Chargement de la paille destinée à la batteuse dans le comté de Wellington, vers 1900. (Ph 7436, Musée et archives du comté de Wellington)

On fait alors appel aux voisins et à leurs bœufs pour déplacer et charger les lourds troncs d’arbres empilés puis brûlés pour dégager des champs, ou soulevés pour ériger des maisons ou des granges. En combinant leurs forces – et du whisky – vingt hommes peuvent abattre cinq acres en une journée. Seize hommes vigoureux travaillant de concert au son du « ho hisse! » du meneur peuvent construire une maison en rondins en une après-midi, tandis que douze femmes sont capables de piquer une courtepointe dans le même délai.
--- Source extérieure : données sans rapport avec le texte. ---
PR #2413, opened 2024-01-03
rm old discrete system

baggepinnen:


ChrisRackauckas:
Rebase

src/utils.jl
```diff
@@ -319,23 +315,6 @@ isoperator(op) = expr -> isoperator(expr, op)
 isdifferential(expr) = isoperator(expr, Differential)
 isdiffeq(eq) = isdifferential(eq.lhs)
 
-isdifference(expr) = isoperator(expr, Difference)
-isdifferenceeq(eq) = isdifference(eq.lhs)
```
AayushSabharwal, line 323: These functions are used in other places. Is there a corresponding implementation for the new discrete system? `hasshift`?

baggepinnen: `isdifference` is no longer the correct question to ask, you can have an equation that is not a difference equation, but it still belongs to the discrete time domain. 

You now have `has_discrete_domain` and other similar functions in the same file, but they require clock inference to have been run on the model before they are fully usable.

AayushSabharwal:
I don't have the permissions to push here, so I opened another PR branched off of this one https://github.com/SciML/ModelingToolkit.jl/pull/2440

Dans les années 1870, les granges en rondins sont remplacées par de grands bâtiments à charpente que nous voyons tristement tomber en ruine aujourd’hui. L’érection d’une grange à charpente est un événement d’envergure, anticipé par la communauté et souvent signalé dans le journal local. L’opération nécessite 60 à 140 hommes pour soulever les portiques. Comme il n’est pas possible d’offrir un jour de travail à chaque participant, l’hôtesse prépare un somptueux festin composé de viande de premier choix, de légumes du potager et de quantités de tartes, souvent suivi de compétitions ludiques et d’un bal dans le nouvel édifice.
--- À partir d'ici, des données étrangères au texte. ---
PR #2414, opened 2024-01-03
add RealtimeClock

baggepinnen:
This PR adds `RealtimeClock <: AbstractClock` which behaves identically to the standard `Clock`, but forces the simulation to progress in (no faster than) real time, i.e., a simulation with `tspan = (0, 10)` will take 10 seconds of wall-clock time as long as the computations are fast enough to meet the chosen sample rate.

The PR also refactors the generation of the callback associated with the clock so that it is easier to add new clock implementations

### DIFF
--- a/src/clock.jl
+++ b/src/clock.jl
@@ -98,11 +98,14 @@ end
 abstract type AbstractClock <: AbstractDiscrete end
 
 """
-    Clock <: AbstractClock
-    Clock([t]; dt)
+    Clock()
+    Clock(dt)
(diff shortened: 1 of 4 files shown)


ChrisRackauckas:
Rebase?

baggepinnen:
The PR is over a year old now so it's incredibly stale, and some of the features it relies upon are no longer present in MTK. It would probably make more sense to wait until the new clocking support has gotten a bit further and then cut out the parts of this PR that are still relevant into a new PR

PR #2425, opened 2024-01-15
Replace MacroTools with ExprTools & Base.remove_lines!

oxinabox:
## Checklist

## Additional context

Briefly discussed this on twitter with @ChrisRackauckas 

This lets us drop the direct dependency on MacroTools (though we still have like a dozen indirect dependencies on it)
ExprTools is a smaller dependency that is more comprehensively tested than MacroTools, and does actually catch several cases that MacroTools misses.

I will note that `Base.remove_linenum!` is not part of the public API of Base (https://github.com/JuliaLang/julia/issues/52904) however it is already used several times in MacroTools.

I am not super fussed, but if this PR is approved I will try and put a PR in each day or so to remove MacroTools from another package in the SciML ecosystem. Its a nice little exercise to wake brain up in the morning.


ChrisRackauckas (approved):

Project.toml
```diff
@@ -74,6 +74,7 @@ Distributions = "0.23, 0.24, 0.25"
 DocStringExtensions = "0.7, 0.8, 0.9"
 DomainSets = "0.6"
 DynamicQuantities = "0.8, 0.9, 0.10"
+ExprTools = "1"
```
ChrisRackauckas, line 77:
```suggestion
ExprTools = "0.1.10"
```

YingboMa (approved):

PR #2434, opened 2024-01-26
Support for time-dependent parameterizations

cmhyett:
Currently variable/parameter substitution is "eager", in that `build_function` replaces according to a dictionary that looks like `x(t)[1] => _-arg1[1], ..., p[1]=>_-arg2[1], ...`

Which is safe nominal behavior, but if we don't know apriori what index will be used, (e.g., parameters depend on time), and we want to retain a symbolic form like `p[floor(Int, t/10)+1]` `build_function` does not recognize this, and instead retains this as part of the equations, i.e., symbolic result would look like something like `_-arg1[1] = p[floor(Int, t/10)+1]` instead of `_-arg1[1] = _-arg2[floor(Int, t/10)+1]`. The former leads to an undefined variable error, and the latter is the desired behavior.

Currently the proposed change is a hack, but maybe a keyword argument like `eager` which defaults to `true` and maintains the current behavior, while `false` would "weaken" the dictionary to simply find all `x,p` and replace with corresponding args.

### DIFF
--- a/src/systems/diffeqs/abstractodesystem.jl
+++ b/src/systems/diffeqs/abstractodesystem.jl
@@ -178,7 +178,11 @@ function generate_function(sys::AbstractODESystem, dvs = states(sys), ps = param
             if p isa Tuple
                 build_function(rhss, u, p..., t; postprocess_fbody = pre,
                     states = sol_states,
-                    kwargs...)
+                               kwargs...)
+            elseif (length(p) > 1)
+                p = arguments(p[1])[1]
+                build_function(rhss, u, p, t; postprocess_fbody = pre, states = sol_states,
+                               kwargs...)
             else
                 build_function(rhss, u, p, t; postprocess_fbody = pre, states = sol_states,
                     kwargs...)


cmhyett:
@ChrisRackauckas, getting back to this PR, I think the above comment is more descriptive than the discussion we had in slack.

Essentially for "better" symbolic replacement, I propose to tell `build_function` **not** to replace things like `p[1]` with `_-arg3[1]`, but rather `p` with `_-arg3`. Ideally it'd also work for `variables` This allows for indexing into symbolic arrays with values _only known at the time of execution_ (my application is parameterized time-dependent boundary conditions, but one could also use this in molecular dynamics, or time-dependent graph structures, etc)

It'd be a no-change for anything that doesn't use real-time evaluation for indices.

Currently the code is admittedly hacky, because I don't know what the preferred way to strip the variable from the indexing operation. But the change should be quite small, maybe just 2-3 SLOC.

Any feedback on feasibility/preferred ways of performing this change would be appreciated.

cmhyett:
MWE:
using Symbolics, OrdinaryDiffEq, ModelingToolkit;

@parameters p[1:2]
@variables t x(..)[1:3]
Dt = Differential(t);
@register_symbolic Base.floor(T::Type, x)::UInt64

# works
lbdy(_p, t) = _p[1];
rbdy(_p, t) = _p[2];

# LoadError: UndefVarError: `p` not defined
lbdy(_p, t) = _p[floor(Int, t/100)];
rbdy(_p, t) = _p[floor(Int, t/100)];

eqs = [x(t)[1] ~ lbdy(p, t),
       Dt(x(t)[2]) ~ x(t)[1] + x(t)[3],
       x(t)[3] ~ rbdy(p, t)]
@named de = ODESystem(eqs, t, [x(t)...], [p...]);
sys = structural_simplify(de);
u0 = [0.0];
p0 = [1.0; 2.0];
prob = ODEProblem(sys, u0, (0.0, 1.0), Symbolics.scalarize(p .=> p0));
sol = solve(prob, FBDF(), adaptive=false, dt = 0.25)

ChrisRackauckas:
Shouldn't this just work in the v9?

cmhyett:
It does not, but the fix is less hacky because of the v9 changes. I'm slammed right now, but I hope to get back to this soon.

La saison des récoltes, période fébrile pendant laquelle les besoins de main-d’œuvre sont les plus importants, est une autre occasion de réunir le voisinage. Ces corvées servent à faire les foins, battre le grain, teiller le lin et remplir les silos. Les nouveaux outils comme les batteuses à vapeur, les presses à foin, les broyeurs à maïs ou les tronçonneuses appartiennent parfois à un seul agriculteur qui apporte son équipement tour à tour dans les fermes voisines, quand les hommes s’y réunissent pour apporter de l’aide. Certaines tâches sont si abrutissantes et longues qu’il est plus agréable de rassembler des familles entières, notamment les jeunes en âge de se marier, pour écosser les petits pois, effeuiller les épis de maïs ou éplucher les pommes. Ces événements sont animés par des jeux mettant en scène baisers et séduction. On peut par exemple peler une pomme en une seule épluchure que l’on jette ensuite par-dessus son épaule : la lettre qu’elle forme en retombant au sol indique le prénom de la personne promise.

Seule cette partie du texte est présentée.